What Is Accounts Payable?
Accounts payable (AP) refers to the money a business owes to its suppliers, vendors, and creditors for goods or services already received but not yet paid for. Managing AP accurately is essential for maintaining healthy cash flow, building supplier trust, and keeping financial records audit-ready.
For back office teams, AP is one of the most process-driven functions in finance — which means it can be optimised, standardised, and largely systematised once you understand the full cycle.
The Core AP Cycle: 7 Key Steps
- Purchase Order (PO) Creation — A department raises a PO, which is approved by the relevant budget holder. This creates a formal record of the intent to purchase.
- Goods/Services Receipt — When the goods or services arrive, a Goods Receipt Note (GRN) is created. This confirms delivery against the PO.
- Vendor Invoice Receipt — The supplier sends an invoice. This is logged into the AP system immediately upon receipt.
- Three-Way Matching — The AP team matches the invoice to the PO and the GRN. All three must align on quantity, price, and description before payment proceeds.
- Invoice Approval — Once matched, the invoice goes through an approval workflow (often the department manager or finance controller).
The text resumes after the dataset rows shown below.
Issue #2389, opened 2024-04-10
Gates in qutip-qutip


ajgpitch:
### Problem Description

Now that qutip-qip has moved to another package, gates are not available in the main repo. This is inconvenient for examples such as the control optimization ones, where one would need to install the qutip-qip package just to access say the Hadamard or CNOT for instance.

### Proposed Solution

The easiest solution would be just to copy the `gates.py` file from the QIP package into the main repo. Perhaps might confuse imports in qip? Also, I think that file has func defs that refer to 'controls' that might not make sense in this repo

### Alternate Solutions

Have a file called `operations.py`. Just have a subset of the gates (operations), the most typical named unitaries - sounds less QIP like and would avoid import confusion. I think also `hadamard_transform` could be shortened to `hadamard`, but also include the original name.

BoxiLi:
We have kept many gates in qutip/core/gates. Not all of them but surely for cnot, hadamard etc.

BoxiLi:
It is actually very similar to your solution. We should add this to the migration guide.

ajgpitch:
Thanks @BoxiLi 
Okay, embarrassingly, I was still in my `update-4,x` branch, so hence didn't find the file.

Still, I did try a lot of stuff like `from qutip import hadamard_transform` (in other envs) that didn't work, before I found (with some help) that `from qutip import gates` is a good option. It seems like there was a deliberate choice not to expose the function names individually.

A search for "hadamard_transform" or "gates" does not return anything helpful. Does it need pointing at in the docs build?

BoxiLi:
That seems true, gates are missing from the documentation. This could be a Good first issue. To add them back to the documentation.

alan-nala:
Hi, I would like to contribute to this issue as part of the UnitaryHack2024. I will incorporate basic use of gates module to guide-basics.rst and a table of the available gates.

PR #2441, opened 2024-05-30
Gates in qutip-v5 User Guide

alan-nala:
**Description**

Hi, I would like to contribute to the issue https://github.com/qutip/qutip/issues/2389 as part of the UnitaryHack2024. I have incorporated a basic use of gates module to guide-basics.rst and a table of the available gates, with and example of how to use a Hadamard gate. Let me know if there is anything else that have to be done.

**Related issues or PRs**
 https://github.com/qutip/qutip/issues/2389


BoxiLi:
Hi, thanks for working on this!
- This table looks nice. The first column shouldn't be "Gate Name" but "Gate functions" and the content should be the name of python functions in `qutip.core.gates.py`.
- Each function should also have its own API documentation. You can create a `quantum gates` section under [Manipulation and Creation of States and Operators](https://qutip.readthedocs.io/en/qutip-5.0.x/apidoc/functions.html#manipulation-and-creation-of-states-and-operators) in https://github.com/qutip/qutip/blob/master/doc/apidoc/functions.rst
- For each function, a latex-rendered matrix should be included as a definition of the gate matrix in the docstring, like in https://qutip-qip.readthedocs.io/en/stable/apidoc/qutip_qip.operations.html#qutip_qip.operations.MS. You can copy them from those in qutip-qip, but some definitions are missing I think.
- The name of functions in the table should be clickable and lead to the function API doc, like the one in https://qutip-qip.readthedocs.io/en/stable/apidoc/qutip_qip.operations.html#qutip_qip.operations.X

hodgestar:
Could we also put this into its own section and perhaps just reference it from the basic introduction? And make sure it gets added to the reference documentation if it isn't there already.

BoxiLi:
Good point, I didn't notice that it is under the basic guide section. What about add it as a subsection (Quantum Gates) after [Qubit (two-level) systems](https://qutip.readthedocs.io/en/qutip-5.0.x/guide/guide-states.html#qubit-two-level-systems).

alan-nala:
Hi, thanks for the feedback. I will try to update it taking these comments into account.

The names of the gates in the table are the same that appear in https://github.com/qutip/qutip/blob/master/qutip/core/gates.py,  I can put them in lowercase to exactly match the functions in the code.

I also see that the module "qutip.core.gates" is missing in [ https://qutip.readthedocs.io/en/master/_modules/index.html](url)  so I will also added there.

BoxiLi:
Great! Yes, lowercase is better and it would be best if they link to the actual API documentation, like in the link I provided. And for that indeed `qutip.core.gates` needs to be added to the API doc first.

alan-nala:
Hi, is the first time that I use sphinx and I am having trouble generating the apidoc. I understand that I have to run sphinx-apidoc to generate the .rst files from /qutip but I don't know where to put  them, so they can be detected by autodoc. I tried but every time I run "make html" I get "autodoc: failed to import module".

BoxiLi:
I think you don't need to generate the apidoc manually. To add the API docs, all you need is to add the path `qutip.core.gates` to https://github.com/qutip/qutip/blob/master/doc/apidoc/functions.rst#quantum-objects. `make html` should then automatically read all the functions in the file and generate the API doc. To modify the API doc, e.g. adding new things, one simply edits the docstrings in each of the Python function.

alan-nala:
> I think you don't need to generate the apidoc manually. To add the API docs, all you need is to add the path `qutip.core.gates` to https://github.com/qutip/qutip/blob/master/doc/apidoc/functions.rst#quantum-objects. `make html` should then automatically read all the functions in the file and generate the API doc. To modify the API doc, e.g. adding new things, one simply edits the docstrings in each of the Python function.

Yes, that was the first thing that I have tried but I think there is a problem with the env and the python version. I did the same with qutip-qip docs with no problems.

BoxiLi:
Could you push the code you have right now? We have CI that builds documentation, which will reveal the error you mentioned in more detail. Maybe I can help then.

BoxiLi:
The CI is still running but have you tried to align with other qutip API docs like this?
```
.. automodule:: qutip.core.operators
    :members: charge, commutator, create, destroy, displace, fcreate, fdestroy, jmat, num, qeye, identity, momentum, phase, position, qdiags, qutrit_ops, qzero, sigmam, sigmap, sigmax, sigmay, sigmaz, spin_Jx, spin_Jy, spin_Jz, spin_Jm, spin_Jp, squeeze, squeezing, tunneling, qeye_like, qzero_like
```
I am not sure if autosummary is fully configured in qutip

BoxiLi:
According to the error message
```
WARNING: invalid signature for automodule ('qutip.core.gates\n :members:\n :show-inheritance:\n :imported-members:')
WARNING: don't know which module to import for autodocumenting 'qutip.core.gates\n :members:\n :show-inheritance:\n :imported-members:' (try placing a "module" or "currentmodule" directive in the document, or giving an explicit module name)
```
That should be the error source. Lets use
```
.. automodule:: qutip.core.gates
    :members: ...
```
first and see if it works.

alan-nala:
> According to the error message
> 
> ```
> WARNING: invalid signature for automodule ('qutip.core.gates\n :members:\n :show-inheritance:\n :imported-members:')
> WARNING: don't know which module to import for autodocumenting 'qutip.core.gates\n :members:\n :show-inheritance:\n :imported-members:' (try placing a "module" or "currentmodule" directive in the document, or giving an explicit module name)
> ```
> 
> That should be the error source. Lets use
> 
> ```
> .. automodule:: qutip.core.gates
>     :members: ...
> ```
> 
> first and see if it works.

Thank you, lets try that.

BoxiLi:
Any new progress on this? The API doc is generated successfully. Although it would be nice to have more detailed description to each functions.

The rendered user guide now reads like
image
with names as strings.

It would be nice to make them clickable object that links to the function signatures. Like the `tensor` in https://qutip.readthedocs.io/en/qutip-5.0.x/guide/guide-tensor.html#example-constructing-composite-hamiltonians

image

alan-nala:
> Any new progress on this? The API doc is generated successfully. Although it would be nice to have more detailed description to each functions.
> 
> The rendered user guide now reads like image with names as strings.
> 
> It would be nice to make them clickable object that links to the function signatures. Like the `tensor` in https://qutip.readthedocs.io/en/qutip-5.0.x/guide/guide-tensor.html#example-constructing-composite-hamiltonians
> 
> image

Thank you for being so clear with the explanation, now I am able to build the html. I have done this update.

BoxiLi (approved):

alan-nala:
Hi, I would like to know if it is complete in order to collect the bounty, the Hackathon finishes tomorrow. Thanks.

BoxiLi:
Thank you! @alan-nala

- Payment Processing — Approved invoices are scheduled for payment according to agreed terms (e.g., Net 30, Net 60). Payments are issued via bank transfer, cheque, or automated payment run.
- Reconciliation and Record-Keeping — Payments are reconciled against the bank statement and the vendor's account is updated in the ledger.
Understanding Payment Terms
Payment terms define how long you have to pay an invoice after receipt. Common terms include:
| Term | Meaning |
|---|---|
| Net 30 | Payment due within 30 days of invoice date |
| Net 60 | Payment due within 60 days of invoice date |
| 2/10 Net 30 | 2% discount if paid within 10 days; otherwise full amount due in 30 |
| EOM | Payment due at the end of the month of invoice |
Tracking payment terms is critical. Late payments can damage supplier relationships and attract penalty charges. Early payment discounts, where available, can meaningfully reduce costs.
Key Internal Controls in AP
Strong AP controls protect the business from fraud, error, and duplicate payments. Essential controls include:
- Segregation of duties: The person who approves invoices should not be the same person who processes payments
- Mandatory three-way matching before any payment is authorised
- Vendor master file maintenance: New vendors should require formal approval before being added to the system
- Regular statement reconciliations with key suppliers to catch discrepancies
- Duplicate invoice checks: AP software should flag invoices with the same number, amount, or vendor
Common AP Errors and How to Prevent Them
- Duplicate payments — Prevented by system-level duplicate detection and regular vendor reconciliations
- Paying the wrong amount — Always match invoices to POs; flag discrepancies before approval
- Missing invoices — Use a central inbox or AP portal so invoices aren't lost in individual email accounts
- Late payments — Set up automated reminders or payment run schedules aligned to due dates
Manual vs. Automated AP Processing
Many small businesses still manage AP manually, which is time-consuming and error-prone. AP automation tools can handle invoice capture, matching, approval routing, and payment scheduling — reducing processing time and improving accuracy. If your team is processing a high volume of invoices, exploring automation is well worth the investment.
Summary
Accounts payable is a foundational back office function. A clean, well-controlled AP process protects cash flow, keeps vendors happy, and ensures your financial records stand up to scrutiny. Start with a clear workflow, enforce basic controls, and review the process regularly as your business grows.